His voice cracks and the pain radiating from him is palpable. He doesn’t object when I lean over and pluck the empty bottle from his lap to set it aside before it gets busted. “There’s never a good reason to hate your child. It wasn’t anything you did.” Even before, when we were getting close, he never talked about his dad. I overheard enough between him and Dani to know he was abusive, but watching what he’s going through now, I learn I’m capable of despising a person I’ve never met.

“He was always a bastard,” he continues like he didn’t hear me. “He treated Mom like shit, hit her when she didn’t follow his orders fast enough. Or when she tried to stop him from beating me. Dani…she was the only one who escaped his hate then. Maybe because she was the baby. Even when we got older, he controlled her, but saved the abuse for me. She was too young to remember him hitting Mom and she only saw him beat me once I deserved it. Maybe that’s why she can’t hate him, can’t see who he is…was.”

I’m startled for a moment at the agonized laugh that follows. “Was. He’s dead. Part of me still can’t believe it.”

Not once since I’ve returned have I touched Axton, but boundaries be damned. I take his hand, and he turns to regard me like he’s just remembered I’m there. His fingers tighten in mine. “You never deserved that.”

His words grow thick as the alcohol takes over. “I did. She left us because of me. Left Dad and Dani too. To get away from me.”

“No, Axton…”

“Yes!” His other hand slaps down on the arm of the couch. “I loved her too much. Took up all her time. I was too clingy and needy, and she couldn’t stand it. She left. Dad told me she would never come back and he was right. He said I drove her away. I destroyed our family, and he was right.”

God, the words pouring out of him rip me open, but it explains so much. His hesitation to get close to anyone, love anyone, even his own son in the beginning. “No,” I choke out around the lump in my throat. “Could Caden ever make you leave by loving you too much? You didn’t drive her away, your dad did. His abuse.”

My words don’t seem to have any impact as he continues, “He called me the destroyer, told me she wouldn’t be the only one I’d ruin. He was right.”

Axton’s hand in mine starts to go slack. “I knew. From the moment I opened that door and saw, I knew he was right. Now, I can’t stop opening it every time I close my eyes.”

His nightmares. He’s talking about the source of his nightmares. “Axton, what did you see? What was behind the door?”

A few long silent moments make me think he may have fallen asleep, but he gives me four more words before passing out.

“The woman I killed.”

 

 

Those four words haunt my night until almost dawn. What was he talking about? There’s not a trace of me that believes he killed anyone, but the guilt he feels is very real.

Dani told me Axton had lost someone and that he hadn’t been the same since, but that’s all I know. So many questions I know I can’t ask.

I’m just an employee after all.

After hearing Axton repeat the things his father poisoned him with, I understand his refusal to have anything to do with him, even his death. That doesn’t mean I don’t sympathize with Dani and her desire to give him a memorial. He was her father and she’s doing what she thinks is right. I’ll do my best to be there for both of them, but it’s going to be a challenge not to get caught in the middle. Grief can bring out the worst in people.

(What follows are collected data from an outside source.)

PR #518, opened 2024-05-06
Added snapping when scrolling the schedule on homepage.

namanhboi:
### Summary 

Implemented snapping when scrolling on the schedule. The the rows are snapped on top and the columns are snapped to the end.

[screen-capture (2).webm](https://github.com/cornell-dti/carriage-web/assets/61220757/281684a6-625c-4e82-a0ea-20c2e4c91c5a)

The vertical scrolling works as expected, but there's still some weird behavior for horizontal scroll. The scroll sometimes get snapped to a portion in the middle of a cell instead of to the end. I will try to investigate the docs for scroll-snap-align more thoroughly in the future to see why.

[screen-capture (3).webm](https://github.com/cornell-dti/carriage-web/assets/61220757/67c425e5-1d7f-4749-b606-4963552feb7d)
_Some weird behavior with horizontal snapping_

This pull request is the first step towards redesigning the schedule on the home page.

### Test Plan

One question does nag at me. Does Dani also blame Axton for their mother’s abandonment? Because she has to know her father does.

Axton is still asleep where I left him on the couch in the music room when Dani’s phone call wakes me a little past ten. “How are you doing?” I ask.

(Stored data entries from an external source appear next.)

PR #536, opened 2024-10-06
dka36/Reassign Button Task

Dwain-Anderson:
### 
Summary
ReAssign Button
- Currently, if Assign is clicked while the assign window is already opened, it won't go away on click. 
- Change it so that if assign is clicked while the assign window is already opened, it would close it. 

I fixed this issue by fixing the underlying race condition between function useOutsideAlerter(wrapperRef: any, buttonRef: any) in AssignDriverModal.tsx and const assignButton() in RidesTable.tsx

The function useOutsideAlerter called close() on any click outside the modal including the button, this would cause a change in useState() before the event handler for onclick in const assignButton() could properly read it's state (openAssignModal) to determine whether the modal was already opened. 

I fixed this by adding some logic to function useOutsideAlerter to check if the button was pressed as well, by passing a adding a new type to AssignModal reference, btn, as in in the button that triggered the modal window to open it. 

Tested on 1,2, 3, and 5 active ride entries in the table,
As well as tested on creations and deletions since I used mutability/button references.

### DIFF
--- a/frontend/src/components/Modal/AssignDriverModal.tsx
+++ b/frontend/src/components/Modal/AssignDriverModal.tsx
@@ -10,6 +10,7 @@ type AssignModalProps = {
   ride: Ride;
   allDrivers: Driver[];
   reassign: boolean;
+  buttonRef: any
 };
 
 type DriverRowProps = {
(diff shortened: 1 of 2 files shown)


Atikpui007 (approved):
Great catch. React does have a weird way in handling rendering when there are multiple events happening at the same time. Nice work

Her voice is steadier than it was yesterday. “I’m okay. How is Ax?”

“He’s still asleep. Do you want me to go with you to make funeral arrangements?” I remember how hard it was to deal with all that alone after my mother’s death.

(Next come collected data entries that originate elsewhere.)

PR #537, opened 2024-10-09
Employee Card styling

selenaliu1:
### Summary 

This pull request fixes the styling on the employee card modal so that words aren't cut off and removes availabilities from the display. 

### Test Plan 
Before: 
Screenshot 2024-10-09 at 6 08 06 PM

After:
Screenshot 2024-10-09 at 6 06 48 PM

### Notes 

I commented out the availability information because I think it should be used somewhere else. Clicking on the employee card just redirects to the home page. Also uploading a picture for the profile picture doesn't work. 

### Breaking Changes 

### DIFF
--- a/frontend/src/components/Card/card.module.css
+++ b/frontend/src/components/Card/card.module.css
@@ -1,7 +1,7 @@
 .card {
   display: inline-block;
   width: 17.2rem;
-  height: 23rem;
+  /* height: 23rem; */
   background-color: white;
   border-radius: 0.5rem;
   overflow: hidden;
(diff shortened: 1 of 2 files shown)


raissaji (commented):
Hey Selena, your code is straightforward and gets the job done! I tested your code and there is no employee information that bleeds off the cards anymore, which is great. I agree that their availabilities should be displayed somewhere else, and I think it can go in a pop up window that expands the employee card when you click on it.

Atikpui007:
This is great work. I tested it out and everything seems to function as expected. 
Regarding the other bugs you brought up these will be addressed in other PRs

Atikpui007 (approved):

“Clara and Brysen are going with me, but thanks. I guess there’s no point in asking Ax. He won’t change his mind.”

“No, I don’t think he will.”

She sighs into the phone. “When he wakes, will you see if I can keep Caden here with me another night? Taking care of him is a good distraction and he’s having a good time with Clara and Brysen’s little girl. Jude and Elliot have been around too and just being here with everyone…it helps.”